PR #214, opened 2023-11-06
[MNT] Removed `session_file_path` from aggregate results

### LINKED ISSUE #210: Remove session path values from aggregate results
Since the session paths we're currently returning contain BIDS subject identifiers, a valid concern is that even these paths are exposing too much identifying info for a supposedly 'secure' aggregate response.

To be safe, we will turn this off for the aggregate mode of the API so that the graph no longer returns the session paths.

See also #208

Looking ahead:
- When we eventually make the switch to having a two-part download process (for the dataset-level vs. participant-level TSV), we should consider not returning the participant-level TSV at all when the API is deployed in aggregate mode

rmanaem:
Closes #210 

- Updated `create_query` function to not query `session_file_path`

## Checklist

- [x] Tests pass
- [x] Checks pass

# ACTIVITY:
Take the entries above and transcribe them exactly as they stand.

# OUTPUT:
PR #214, opened 2023-11-06
[MNT] Removed `session_file_path` from aggregate results

### LINKED ISSUE #210: Remove session path values from aggregate results
Since the session paths we're currently returning contain BIDS subject identifiers, a valid concern is that even these paths are exposing too much identifying info for a supposedly 'secure' aggregate response.

To be safe, we will turn this off for the aggregate mode of the API so that the graph no longer returns the session paths.

See also #208

Looking ahead:
- When we eventually make the switch to having a two-part download process (for the dataset-level vs. participant-level TSV), we should consider not returning the participant-level TSV at all when the API is deployed in aggregate mode

rmanaem:
Closes #210 

- Updated `create_query` function to not query `session_file_path`

## Checklist

- [x] Tests pass
- [x] Checks pass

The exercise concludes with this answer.